Investigation on the microstructure and compressive behavior of open-cell copper- Al2O3 composite foams

Abstract

The objective of this study is to evaluate the mechanical behavior and energy absorption characteristics of open-cell copper- Al2O3 composite foams fabricated using polyurethane foam with an average pore size of 1.2 mm and a combination of electroless and electrodeposition methods. During electroplating process, the composite foams were fabricated with varying amounts of Al2O3 particles (0.1, 0.6, 0.8, and 1 g/l) in electrolyte solution. To assess mechanical properties of the fabricated foams, uniaxial compression test was conducted to determine the maximum compressive strength, energy absorption density, efficiency, and specific energy absorption. The content of Al2O3 in the fabricated composite foams was evaluated using energy dispersive X-ray (EDX) analysis, and the microstructure was examined using scanning electron microscopy (SEM). The results indicate that the incorporation of Al2O3 particles significantly improves the mechanical properties of the copper-Al2O3 composite foam.
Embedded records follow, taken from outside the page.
PR #30587, opened 2026-08-27
Update sync-folders extension

gfazioli:
## Description

Fixes the menu bar icons on Raycast 2, and moves the extension to `@raycast/api` 2.x.

**The bug.** The menu bar command used `extension-icon.svg` as its icon. That file is the wrapper produced by Raycast's icon maker: a nested `<svg>` embedding a base64 PNG, plus a `clipPath` referencing it through `<use xlink:href>`. On Raycast 2 it renders as a solid black square, so the extension showed up as a black block in the menu bar. The file itself is valid — `rsvg-convert` renders it correctly — so this is specific to the menu bar renderer.

**What I found while fixing it.** Custom SVG assets are not a usable replacement either: the menu bar renderer draws SVG *fills* but ignores SVG *strokes*, and a tint is not applied to SVG assets at all. So a stroke-only outline renders as nothing, whatever colour it declares. I verified this three ways — a stroke-based asset using `currentColor`, the same asset with an explicit colour, and a fill-based one tinted with `Color.PrimaryText` — all invisible.

**The fix.**

- the root icon is now the built-in `Icon.TwoArrowsClockwise`, which keeps the two-arrows sync motif of the original icon (and is available since 1.x, so this does not raise the compatibility floor)
- the **Massive Sync** submenu assets were all stroke-only outlines and are now rasterised PNGs. `bulk` gains an `@dark` variant since it had no colour of its own; the three coloured folder icons keep theirs.
- the SVG sources they replace are removed, along with six that were already orphaned before this change, so every file in `assets` is now actually referenced

**Also in this PR.** `@raycast/api` 2.1.0 and `@raycast/utils` 2.3.0 (`ray migrate` reports no codemods; no other source change needed), ESLint migrated to the flat config format, `module`/`moduleResolution` set to Node16, and the `platforms` field plus the real merge date in the changelog restored — both were applied by the reviewers here but never made it back into my local copy. The dependency bump also clears 8 high-severity advisories.

## Screencast

Before: the menu bar showed a solid black square. After: the built-in two-arrows sync icon, which follows the menu bar appearance in both light and dark themes. Verified in Raycast 2.1.0 on macOS.

The **Massive Sync** submenu icons only appear once at least one sync preset exists, and are rasterised versions of exactly the same artwork.

## Checklist


pernielsentikaer (approved):
Looks good to me, approved 🔥

PR #30591, opened 2026-08-27
[Network Diagnostics] Fix Wi-Fi info on macOS Tahoe

### LINKED ISSUE #30583: [Network Diagnostics]
### Extension

https://www.raycast.com/hmarr/network-diagnostics

### Raycast Version

2.0.6.0

### OS Version

macOS Tahoe 26.5.2 arm64

### Description

When opening the app, I get an error that says:

```
Error fetching network info
Command failed with ENOENT:
/System/Library/PrivateFrameworks/Apple80211.framework/Versions/Current/Resources/airport -l
spawn
/System/Library/PrivateFrameworks/Apple80211.framework/Versions...
```

The Wi-Fi information is missing, and the error alert keeps popping up. I’ve tried reinstalling the app and setting the proper permissions, but nothing seems to work.

### Steps To Reproduce

1. Open Raycast with Cmd + Spacebar.
2. Search for “Network Diagnostics.”
3. Press Enter.
4. Raycast opens the extension, which displays the alert.

### Current Behaviour

_No response_

### Expected Behaviour

_No response_

szupzj18:
## Problem

Closes #30583

On macOS Tahoe (26), the `airport` utility was removed, so `wifiInfo()` fails with `ENOENT` and the extension shows a persistent "Error fetching network info" alert.

## Root cause

`src/network-info/wifi.ts` shelled out to `/System/Library/PrivateFrameworks/Apple80211.framework/.../airport -I`, which no longer exists on Tahoe.

## Fix

Read the SSID and RSSI through the CoreWLAN framework instead (via `osascript` JXA: `CWWiFiClient.sharedWiFiClient.interface`). CoreWLAN is available on all supported macOS versions, so no fallback is needed. When the Mac is not associated with a Wi-Fi network, the function still returns `{}` as before.

## Validation

- Verified on a Tahoe machine (macOS 26.4.1): the old `airport -I` invocation fails with `ENOENT` (RED); the new CoreWLAN invocation succeeds and returns `{}` on this Ethernet-only machine without crashing (GREEN).
- Parsing checks: associated-network output (`{"ssid":"HomeNet","rssi":"-62"}` — JXA returns rssi as a string) maps to `{ssid: "HomeNet", rssi: -62}`; empty/missing ssid or rssi maps to `{}`.
- `tsc --noEmit` clean; ESLint and Prettier clean on the changed file.

### DIFF
--- a/extensions/network-diagnostics/CHANGELOG.md
+++ b/extensions/network-diagnostics/CHANGELOG.md
@@ -1,5 +1,9 @@
 # Network Diagnostics Changelog
 
+## [Update] - 2026-08-27
+
+- Fixed Wi-Fi info failing on macOS Tahoe, where the `airport` utility was removed; Wi-Fi details are now read via the CoreWLAN framework.
+
 ## [Update] - 2023-09-22
 
 - Added a new action inside local-network.tsx panel to open router IP address in browser (for accessing admin panel).
--- a/extensions/network-diagnostics/CHANGELOG.md
+++ b/extensions/network-diagnostics/CHANGELOG.md
@@ -1,6 +1,6 @@
 # Network Diagnostics Changelog
 
-## [Update] - {PR_MERGE_DATE}
+## [Update] - 2026-08-27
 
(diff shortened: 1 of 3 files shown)


pernielsentikaer (approved):
Looks good to me, approved 🔥

PR #30598, opened 2026-08-28
Update brew extension

chrismessina:
## Description

Adds Homebrew's install analytics to the extension. The detail sidebar shows a package's install counts and any deprecation warning, and Search gains an optional "Sort by Popularity" that orders results by installs over the last 30 days.

#### With sidebar hidden and stats accessory, sorted by popularity

image

Two data sources, deliberately. The per-package endpoint (~5KB) carries the 30/90/365-day counts plus the deprecation flags, and is fetched only for the selected row — Raycast constructs the detail element for every row in the list, so the fetch is gated on selection. The bulk 30-day rankings (~2.6MB, cached on disk) are only downloaded when the popularity sort is enabled, because ranking has to order the whole matching set *before* the search truncates it to 100 results; otherwise "most popular" would mean "most popular of the first hundred alphabetically".

#### The new toggle sidebar and show description actions

image

#### With sidebar and description visible

image

#### With sidebar visible and description hidden

image

This also moves the extension to `@raycast/api` 2.x. That needed no source changes — nothing here used the aliases v2 deprecates.

### Changes

- Search: "Sort by Popularity" (⇧⌘P) orders results by installs over the last 30 days. An empty query lists the most installed packages outright, and each row shows its install count while the sort is on.
- The detail sidebar shows install counts for 30, 90 and 365 days plus build errors, matching the analytics table on a package's formulae.brew.sh page.
- Deprecated and disabled packages carry a warning at the top of the sidebar, with the reason, the date, and the replacement package where Homebrew names one.
- "Hide Description" (⇧⌘Y) drops the description pane and shows the sidebar as a pure metadata list, with a Caveats indicator. The full caveats text stays in Show Details, which renders it as prose.
- "Show Details" is now offered even when the sidebar is open. It previously disappeared in that state, which left "Show in Finder" as the default action on an installed package. Install and Upgrade remain the default action where they apply.
- Display toggles are grouped in a "View" section. "Toggle Details" is now "Toggle Sidebar" (⇧⌘D) and works in Search as well as Show Installed; "Hide Dependencies" no longer appears in Search, where nothing filtered by it. Show Installed adds an install date and marks pinned formulae.
- Updated to `@raycast/api` 2.x, and to a `brace-expansion` release without GHSA-rgw5-rvv9-x895.

### Notes for review

- `src/utils/brew/analyticsParse.check.ts` is a self-check for the parsing that has no types to protect it — comma-formatted counts, per-invocation buckets, disabled-outranks-deprecated. It is not imported by any command and is not bundled. Run it with:
  `npx esbuild src/utils/brew/analyticsParse.check.ts --bundle --platform=node --outfile=/tmp/check.js && node /tmp/check.js`
- The bulk rankings refresh via a `Last-Modified` check on each launch, so the 2.6MB is paid once per Homebrew republish rather than once per launch.

## Checklist


nhojb (changes requested):
Very nice 😄 

Couple of minor comments:

- Because the install analytics load lazily, the detail metadata scrollview jumps after the analytics load. Perhaps we could add placeholder rows to avoid this?
- The install analytics are missing from the non-detail info view:

Image

chrismessina:
> Very nice 😄

Thanks! :) 

> Couple of minor comments:
> 
> * Because the install analytics load lazily, the detail metadata scrollview jumps after the analytics load. Perhaps we could add placeholder rows to avoid this?
> * The install analytics are missing from the non-detail info view...

Both addressed and pushed (`25c4b35`).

Specifically, in the composite foam with 9.34 vol% of Al2O3 particles, the maximum compressive strength, total energy absorption, specific energy absorption, and energy absorption efficiency reach 1.03 MPa, 6.48 MJ m−3, 1.9 J g−1, and 75%, respectively. This amount of alumina particles enhances the maximum compressive strength and total energy absorption of open-cell copper foam by approximately 30% and 100%, respectively. However, the mentioned parameters slightly decreased with an increasing amount of Al2O3 particles up to 16.32 vol%. These significant improvements in the mechanical properties of these foams make them well-suited for high-strength applications.